12.16.2010

2011....worrying turns to dreaming


2011 goals are written, posted and ready to go - now all I need to do is stay focused, on task, and I will be set! I feel so great lately, well, all things considered.  Being married is truly changing my life, as is the current state of our family.  Never have I made goals for my life, let alone written them down.  Also, my grandfather is in the hospital - had a stroke on his 56th wedding anniversary to my grandma.  So now, my mom, uncles and grandma are up at the hospital every day trying to sort through this situation none of us could imagine.  As my mom said earlier this week, "He is the bravest man I know, and [my grandma] is the strongest woman I know".  It is so true and such an amazing showing of unconditional, unselfish love.  They are completely old school in their relationship and thinking and it is breathtaking to watch, to experience, and I am so blessed to have had this relationship as a model for my life.  I am working to replicate it - not their life exactly, but the feelings and emotions that have come out of it - I want nothing more than for people around Tim and I to look at us and wonder how we do it - what our secret is.  You see, it is not just about love - it is about loving yourself but also loving the other person enough to put them first...number one priority (aside from God).  
Tim and I are planning to move later next year - we are talking about the steps to take to be able to do so...how I go about becoming certified to teach in AZ, how he can get a comparable job out there, when to start a family, where to get a place, rent or own....etc.  It was overwhelming to me for a long time, but recently I have had a sense of calm come over me.  This calm is like God's hand on my shoulder, leading me and comforting me, letting me know that everything is going to work out - as long as I keep Him and Tim first. You see, the overwhelming feeling comes when I try to fit in all of my life as single Jennelle into my life as married Jennelle.  Well, it doesn't work.  I take the best parts of single Jennelle, add them to the best parts of single Tim and together, we have the best of married Tim and Jennelle.  As much as it pains me to leave family and friends here, I am so excited and blessed to have the family and friends out in Arizona that are awaiting our arrival.  No, I won't have my mom and dad, sister, brother or nieces...and no, we won't have Tim's family, but we will have each other and we will have gobs and gobs of technology to keep us connected.  It will be okay, it will be great, it will all work out.  I no longer lie awake worrying and wondering - now I sleep, dreaming of this life for Tim and me, working towards this unconditional and unselfish love....thank you, Grandma and Grandpa, for giving me, all of us you have touched, this goal to reach - this lifetime to make ours out of your template.  

12.03.2010

It's Officially Official!

So I have finally gone through the motions to officially and legally change my name.  Being an N-B was interesting but I am now "B" through the social security office, my drivers license - even school and my credit cards!  I wasn't sure how I would feel about it and to be honest, it's weird.  I mean, the identity I have had most of my adult life is now gone as if it never existed...the family name I am so proud to wear is no longer on the back of my jersey.  So it will take some getting used to and I have to practice writing it, but all-in-all....I know I'll master it.  
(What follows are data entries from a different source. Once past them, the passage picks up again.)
PR #4576, opened 2026-07-21
feat(monitor): attach mirrord version to session monitor telemetry

hank-metalbear:
## Summary

Monitor telemetry carries no indication of which mirrord release produced an event. Because the UI ships inside the CLI and users upgrade on their own schedule, a crash that was fixed and released weeks ago keeps firing alerts from older clients, and there is no way to tell that apart from a live regression on the current release. Triage stalls there: you cannot answer "is this still broken?" without the version.

Today the only way to answer it at all is an accident. React's `componentStack` happens to embed the bundle's asset URL, so a crash event carries a hashed bundle name that can be used as a rough release fingerprint. That worked once, to retire a long-running crash signature by showing that every occurrence since the fix came from bundles that predate it. It does not generalize: the fingerprint only exists on crash events, it is a build hash rather than a version, and nothing maps it back to a release. Every non-crash blocked reason, including the most common one, has no attribution at all.

The session API already reports `mirrord_version` (from `CARGO_PKG_VERSION` in the intproxy session info), and the UI already parses it into `SessionInfo`. It was simply never sent anywhere.

This registers it as a PostHog super property, so every monitor event, including `monitor_user_blocked` and the captured exception, is attributable to a release. It is registered before the first capture, so `session_monitor_opened` carries it too and the blocked-vs-opened ratio can be broken down by version.

No new data is collected from the user's machine: this is the version string the CLI already reports, and it rides the existing telemetry opt-in.

## Test plan

Gates, all pass:

- `pnpm --filter session-monitor-frontend typecheck`, `lint`, `format:check`
- `pnpm --filter mirrord-ui typecheck`, `lint`, `format:check`, `build`

Wire verification, observed rather than reasoned about. Served the built `packages/ui/dist` bundle against a stub session API returning a session with a known `mirrord_version`, drove it with a headless browser, and intercepted the outgoing telemetry requests to decode the actual event payloads:

| build | events captured | carrying `mirrord_version` |
|---|---|---|
| this branch | 8 | 8 |
| `main`, same driver and stub | 8 | 0 |

The 8 are the same events in both runs (`session_monitor_opened`, `monitor_user_succeeded`, `monitor_user_blocked`, `$exception`, and opt-in events). On this branch every one of them carries the version from the stubbed session API; on `main` none do. `monitor_user_blocked` and `$exception` are the two that matter for triage, and both were confirmed on the wire, not inferred from posthog-js source.

Not exercised: a real operator install. The session payload was stubbed, so the version string came from the stub rather than from a live intproxy.


packages/monitor/src/analytics.ts
```diff
@@ -36,9 +39,25 @@ export function initAnalytics(telemetryEnabled: boolean) {
...
+let registeredVersion: string | null = null
+
+/**
+ * Register the mirrord CLI version serving this UI as a super property, so every captured
+ * event carries it. Users run whatever CLI version they installed and upgrade on their own
+ * schedule, so without this a crash fixed and released weeks ago is indistinguishable from a
+ * live regression: the alerts keep firing from old clients and there is no way to tell which
+ * releases are still affected.
+ */
+export function setMirrordVersion(version: string | undefined) {
```
wg4197763-eng: Will I ever be free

I heard Carrie Underwood's song yesterday "Last Name"....it made me chuckle because although that song is about getting drunk, married and now knowing your spouse or their last name - it is a bit true.  When I go out, what name will roll off my tongue?  When I sign my credit or debit card, will I sign the correct name?  Will I offend my new family by saying my maiden name if it slips?  It's absolutely amazing to me that all of these questions roll around in my head - do I really have nothing else to think about?